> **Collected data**
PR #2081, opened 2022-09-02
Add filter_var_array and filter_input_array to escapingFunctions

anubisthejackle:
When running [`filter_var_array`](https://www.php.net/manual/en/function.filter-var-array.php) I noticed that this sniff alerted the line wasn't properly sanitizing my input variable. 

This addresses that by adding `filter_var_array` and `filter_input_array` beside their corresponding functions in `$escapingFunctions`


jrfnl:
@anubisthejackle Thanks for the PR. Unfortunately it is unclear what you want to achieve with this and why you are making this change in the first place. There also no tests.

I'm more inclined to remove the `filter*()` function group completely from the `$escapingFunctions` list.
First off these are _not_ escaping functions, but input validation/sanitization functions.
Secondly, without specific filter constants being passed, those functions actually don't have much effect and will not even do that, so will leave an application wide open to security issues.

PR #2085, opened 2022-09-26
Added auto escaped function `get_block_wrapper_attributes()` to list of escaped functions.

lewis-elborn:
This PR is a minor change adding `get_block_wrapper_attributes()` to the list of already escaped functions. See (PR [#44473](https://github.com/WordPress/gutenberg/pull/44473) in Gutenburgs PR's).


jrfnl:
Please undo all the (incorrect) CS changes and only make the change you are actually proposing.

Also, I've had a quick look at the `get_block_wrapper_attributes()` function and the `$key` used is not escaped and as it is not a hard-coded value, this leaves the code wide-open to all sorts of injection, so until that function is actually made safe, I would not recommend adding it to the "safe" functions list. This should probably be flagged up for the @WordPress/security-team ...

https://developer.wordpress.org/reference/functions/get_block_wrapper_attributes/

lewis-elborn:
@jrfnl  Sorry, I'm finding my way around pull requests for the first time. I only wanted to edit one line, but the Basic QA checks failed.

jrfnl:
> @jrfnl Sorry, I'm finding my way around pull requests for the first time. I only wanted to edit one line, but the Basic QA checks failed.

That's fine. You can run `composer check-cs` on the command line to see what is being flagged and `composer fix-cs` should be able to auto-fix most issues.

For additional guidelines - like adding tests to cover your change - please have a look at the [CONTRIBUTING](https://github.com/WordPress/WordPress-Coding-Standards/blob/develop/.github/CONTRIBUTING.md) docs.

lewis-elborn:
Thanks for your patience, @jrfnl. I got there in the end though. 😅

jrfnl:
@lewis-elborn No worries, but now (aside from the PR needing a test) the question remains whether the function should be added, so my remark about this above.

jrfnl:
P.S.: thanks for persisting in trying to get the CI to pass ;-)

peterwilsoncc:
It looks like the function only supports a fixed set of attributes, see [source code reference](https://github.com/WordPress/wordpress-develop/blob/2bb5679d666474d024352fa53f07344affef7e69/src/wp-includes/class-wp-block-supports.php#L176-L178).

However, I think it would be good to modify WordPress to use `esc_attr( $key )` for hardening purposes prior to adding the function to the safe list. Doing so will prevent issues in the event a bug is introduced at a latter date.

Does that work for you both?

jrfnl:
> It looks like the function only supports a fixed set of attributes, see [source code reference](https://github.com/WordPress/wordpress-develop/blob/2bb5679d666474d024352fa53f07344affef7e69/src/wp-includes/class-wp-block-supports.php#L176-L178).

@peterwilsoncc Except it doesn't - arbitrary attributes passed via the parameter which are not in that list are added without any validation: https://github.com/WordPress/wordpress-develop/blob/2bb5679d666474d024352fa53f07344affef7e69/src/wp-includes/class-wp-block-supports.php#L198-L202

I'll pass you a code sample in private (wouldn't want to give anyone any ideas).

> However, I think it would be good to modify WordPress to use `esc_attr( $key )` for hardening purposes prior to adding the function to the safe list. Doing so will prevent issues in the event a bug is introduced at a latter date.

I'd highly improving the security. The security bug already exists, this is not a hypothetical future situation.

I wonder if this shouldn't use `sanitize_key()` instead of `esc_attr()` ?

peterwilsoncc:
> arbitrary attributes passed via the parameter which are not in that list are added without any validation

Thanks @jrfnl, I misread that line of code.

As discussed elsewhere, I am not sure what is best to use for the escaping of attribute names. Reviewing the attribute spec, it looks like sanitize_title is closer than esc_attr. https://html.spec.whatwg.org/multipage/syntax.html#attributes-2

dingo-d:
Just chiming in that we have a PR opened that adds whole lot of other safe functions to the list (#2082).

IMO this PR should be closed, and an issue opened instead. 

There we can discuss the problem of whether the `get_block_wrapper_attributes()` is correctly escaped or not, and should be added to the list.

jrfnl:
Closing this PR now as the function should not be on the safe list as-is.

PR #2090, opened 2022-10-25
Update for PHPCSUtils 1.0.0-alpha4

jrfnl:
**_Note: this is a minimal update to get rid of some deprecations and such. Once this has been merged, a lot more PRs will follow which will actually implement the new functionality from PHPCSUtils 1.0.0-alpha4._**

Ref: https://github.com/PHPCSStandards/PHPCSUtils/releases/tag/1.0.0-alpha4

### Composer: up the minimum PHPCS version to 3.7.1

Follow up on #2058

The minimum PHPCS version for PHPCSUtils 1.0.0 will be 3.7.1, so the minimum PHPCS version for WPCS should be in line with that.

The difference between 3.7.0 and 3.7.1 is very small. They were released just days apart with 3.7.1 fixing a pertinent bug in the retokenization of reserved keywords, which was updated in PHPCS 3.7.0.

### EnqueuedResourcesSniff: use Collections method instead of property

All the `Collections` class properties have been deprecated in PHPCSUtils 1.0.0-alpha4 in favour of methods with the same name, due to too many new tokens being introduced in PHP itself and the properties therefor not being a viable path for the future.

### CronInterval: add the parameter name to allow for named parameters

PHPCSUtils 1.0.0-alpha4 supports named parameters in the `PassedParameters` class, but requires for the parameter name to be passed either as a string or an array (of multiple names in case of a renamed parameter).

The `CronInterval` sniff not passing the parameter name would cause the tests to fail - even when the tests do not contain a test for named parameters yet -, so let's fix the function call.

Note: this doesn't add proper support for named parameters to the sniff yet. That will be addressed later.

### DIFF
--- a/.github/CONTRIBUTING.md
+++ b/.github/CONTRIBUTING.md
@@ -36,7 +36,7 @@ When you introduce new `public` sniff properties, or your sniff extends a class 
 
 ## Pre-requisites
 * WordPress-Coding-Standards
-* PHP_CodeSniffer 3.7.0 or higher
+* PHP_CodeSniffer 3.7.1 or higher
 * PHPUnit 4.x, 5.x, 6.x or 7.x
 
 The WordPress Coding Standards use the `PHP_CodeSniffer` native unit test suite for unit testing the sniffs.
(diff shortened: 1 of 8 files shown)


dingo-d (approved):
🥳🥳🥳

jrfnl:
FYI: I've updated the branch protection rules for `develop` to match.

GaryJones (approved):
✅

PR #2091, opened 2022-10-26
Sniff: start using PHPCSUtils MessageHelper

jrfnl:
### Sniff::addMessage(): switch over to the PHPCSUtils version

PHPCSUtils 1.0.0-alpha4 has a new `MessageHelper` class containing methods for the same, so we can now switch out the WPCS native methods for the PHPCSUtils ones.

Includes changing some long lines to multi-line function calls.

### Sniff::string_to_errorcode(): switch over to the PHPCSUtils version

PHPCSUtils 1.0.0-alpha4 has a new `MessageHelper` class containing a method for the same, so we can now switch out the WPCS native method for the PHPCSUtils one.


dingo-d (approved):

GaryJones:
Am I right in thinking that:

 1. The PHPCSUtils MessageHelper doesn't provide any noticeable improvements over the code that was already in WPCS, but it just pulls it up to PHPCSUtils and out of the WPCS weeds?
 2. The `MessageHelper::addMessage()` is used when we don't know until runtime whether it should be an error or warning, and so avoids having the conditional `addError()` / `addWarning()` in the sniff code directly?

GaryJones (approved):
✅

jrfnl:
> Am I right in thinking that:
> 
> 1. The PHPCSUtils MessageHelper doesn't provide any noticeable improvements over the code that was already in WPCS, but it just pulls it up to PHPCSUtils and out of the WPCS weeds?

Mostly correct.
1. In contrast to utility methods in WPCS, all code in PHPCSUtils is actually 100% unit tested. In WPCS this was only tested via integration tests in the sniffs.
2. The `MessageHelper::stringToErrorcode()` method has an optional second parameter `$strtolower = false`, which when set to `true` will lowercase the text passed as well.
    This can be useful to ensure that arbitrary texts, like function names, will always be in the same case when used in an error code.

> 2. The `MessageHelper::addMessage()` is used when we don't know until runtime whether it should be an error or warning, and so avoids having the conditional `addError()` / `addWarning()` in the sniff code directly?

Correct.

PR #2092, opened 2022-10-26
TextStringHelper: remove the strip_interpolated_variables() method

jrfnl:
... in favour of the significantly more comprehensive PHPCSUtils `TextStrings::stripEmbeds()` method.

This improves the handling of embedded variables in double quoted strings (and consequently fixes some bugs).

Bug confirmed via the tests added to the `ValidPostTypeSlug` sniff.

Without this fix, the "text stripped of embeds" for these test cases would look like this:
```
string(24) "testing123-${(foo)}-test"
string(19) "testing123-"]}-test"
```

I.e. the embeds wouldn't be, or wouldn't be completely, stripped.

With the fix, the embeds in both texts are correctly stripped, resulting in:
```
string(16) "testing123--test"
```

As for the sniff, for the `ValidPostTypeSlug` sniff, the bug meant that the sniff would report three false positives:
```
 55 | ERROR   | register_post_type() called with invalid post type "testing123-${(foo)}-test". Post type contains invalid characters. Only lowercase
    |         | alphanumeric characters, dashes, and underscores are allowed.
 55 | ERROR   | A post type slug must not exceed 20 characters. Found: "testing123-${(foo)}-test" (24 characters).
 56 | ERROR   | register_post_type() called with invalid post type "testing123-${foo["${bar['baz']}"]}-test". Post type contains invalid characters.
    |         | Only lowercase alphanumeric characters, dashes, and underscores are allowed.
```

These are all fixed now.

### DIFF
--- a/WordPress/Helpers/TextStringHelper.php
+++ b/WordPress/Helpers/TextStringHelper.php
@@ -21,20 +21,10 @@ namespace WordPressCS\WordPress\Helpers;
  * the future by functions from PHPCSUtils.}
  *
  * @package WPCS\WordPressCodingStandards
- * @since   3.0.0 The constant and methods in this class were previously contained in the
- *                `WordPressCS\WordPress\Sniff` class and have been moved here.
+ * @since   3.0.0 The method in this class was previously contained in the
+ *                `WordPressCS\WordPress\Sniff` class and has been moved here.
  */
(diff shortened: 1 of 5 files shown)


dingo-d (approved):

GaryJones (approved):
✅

> **Exercise objective**
Starting at the line that contains "from PHPCSUtils 1.0.0-alpha4._**" and stopping after the line that contains "Follow up on #2058", write out every line exactly as it appears above, and no other line.

> **Result of this exercise**
**_Note: this is a minimal update to get rid of some deprecations and such. Once this has been merged, a lot more PRs will follow which will actually implement the new functionality from PHPCSUtils 1.0.0-alpha4._**

Ref: https://github.com/PHPCSStandards/PHPCSUtils/releases/tag/1.0.0-alpha4

### Composer: up the minimum PHPCS version to 3.7.1

Follow up on #2058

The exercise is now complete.